En novembre, la Bundesbank a mis en garde contre les risques de surchauffe du marché immobilier, estimant qu'il pourrait être surévalué de 30 %.

"Nous avons besoin d'une immigration d'environ 220 000 personnes pour maintenir la population et la demande de biens immobiliers à un niveau stable. Mais l'immigration a été touchée par Corona", a déclaré Jochen Moebert, économiste à la Deutsche Bank Research, ajoutant que l'immigration nette est passée de 400 000 avant la pandémie à 220 000 l'année dernière.

M. Moebert prévoit que cette situation, associée à des règles plus strictes en matière d'efficacité énergétique des logements et de contrôle des loyers, pourrait entraîner un retournement du marché de l'immobilier en 2024.

"Nous atteignons le sommet", a-t-il déclaré.

Barbara Steenbergen, de l'Union internationale des locataires, a déclaré que la pandémie avait renforcé les contrôles sur les investisseurs immobiliers européens en empêchant les acheteurs étrangers de s'emparer de logements ordinaires à Amsterdam et ailleurs.
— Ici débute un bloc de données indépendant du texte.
PR #110, opened 2019-02-20
📚 Add ERB view rule to Rails styleguide

### LINKED ISSUE #104: Rails: prefer JSON endpoints
I would like to propose that we start moving towards a more [JAMstack](https://jamstack.org/)/[Immutable Web App](https://immutablewebapps.org/) style of building the application. With that in mind, I think establishing a rule around whether or not we pass data through ERB or load data via an JSON endpoint. Basically, instead of:

```ruby
<%= react_component("TestComponent", props: {
    data: SomeSerializer.new(@data).as_json,
  }) %>
```

```js
import React, { Component } from 'react';

class TestComponent extends Component {
	render() {
		const { data } = this.props;
		return <Something data={data} />
	}
}

```

we would just render the React component and in that component we would do a fetch/request:

```ruby
<%= react_component("TestComponent") %>
```

```js
import React, { Component } from 'react';

class TestComponent extends Component {
	constructor(props) {
		super(props);
		this.state = { 
			loading: true,
			data: {},
		}
	}
	componentDidMount() {
		request('/someserialized/data.json').then((data) => {
			this.setState({ data, loading: false });
		});
	}
	render() {
		const { data } = this.state;
		return <Something data={data}/>
	}
}

```

Arguments in favor:

- This would allow us at some point to split the React rendering into a separate SPA, which could be served from S3 and heavily cached.
- This allows Rails to handle just rendering data, without having to deal with ERB's or marked up views.
- This is very much the "new style" of building applications (which could be good or bad, but I would argue is good)

I'd love to hear others thoughts!

wuz:
Fixes #104

### DIFF
--- a/styleguide/rails.md
+++ b/styleguide/rails.md
@@ -58,13 +58,67 @@ User.where(id: lesson.progresses.select(:user_id))
 emails = company.users.pluck(:name, :email)
 ```
 
-Of course, if your *end goal* is an array of simple attributes, that's exactly what `pluck` is for.
+Of course, if your _end goal_ is an array of simple attributes, that's exactly what `pluck` is for.
 
 ### Views
 
 #### Avoid referencing instance variables in partials.
 
 It's alright for `show.html.erb` to reference the `@lesson` declared in `LessonsController#show`, but if it calls out to `render "stats"`, `_stats.html.erb` should not know about `@lesson`. Instead pass it in directly: `render "stats", lesson: @lesson`. Eventually, we'll want to use that partial in another context where `@lesson` isn't defined: being explicit now saves us time later.
+
+#### Avoid ERB views and server-rendered markup when possible.
+
+Instead, we prefer to mount React components that fetch the data they need to render themselves via JSON endpoints.
+
+Example:
+
+Instead of:
+
+```ruby
+<%= react_component("TestComponent", props: {
+    data: SomeSerializer.new(@data).as_json,
+  }) %>
+```
+
+```js
+import React, { Component } from "react";
+
+class TestComponent extends Component {
+  render() {
+    const { data } = this.props;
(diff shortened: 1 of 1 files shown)


rreinhardt9:
I love this update; it helps push us towards more reusable self contained components and better user experiences because we can deal better with loading states, reduce time to first paint, and such ❤️

styleguide/rails.md
```diff
@@ -58,14 +58,68 @@ User.where(id: lesson.progresses.select(:user_id))
...
 
 ### Views
 
 #### Avoid referencing instance variables in partials.
 
 It's alright for `show.html.erb` to reference the `@lesson` declared in `LessonsController#show`, but if it calls out to `render "stats"`, `_stats.html.erb` should not know about `@lesson`. Instead pass it in directly: `render "stats", lesson: @lesson`. Eventually, we'll want to use that partial in another context where `@lesson` isn't defined: being explicit now saves us time later.
 
+#### Avoid ERB views and server-rendered markup when possible.
+
+Instead, we prefer to mount React components that fetch the data they need to render themselves via JSON endpoints.
```
stevegrossi: This is a fabulous addition ❤️ Should we say a few words as to why this is preferred so future readers get the context? e.g.

> This approach reduces [time to first paint](https://developers.google.com/web/tools/lighthouse/audits/first-meaningful-paint), allows pages to be more resilient to errors, and works toward our end goal of separating data (server-side) and presentation (client-side).

(That last bit is open to discussion, but it's a goal of mine at least.)

wuz: Sure! Do we have a standard for entries in the style guide? Might be something to work on in the future!

wuz:
Added the reasoning that Steve recommended!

"Les marchés pour les investisseurs sont de plus en plus réglementés dans toute l'Europe", a-t-elle déclaré.

À Francfort, les premiers signes d'un revirement se font sentir, avec l'abandon des plans d'une tour d'appartements design portant la marque Porsche.

Les autorités locales reconnaissent que le sommet a peut-être été atteint.

"Le ciel n'est pas la limite des prix de l'immobilier", a déclaré à Reuters un porte-parole du service d'urbanisme de Francfort.

"Pour les appartements de luxe, ce que nous avons est suffisant.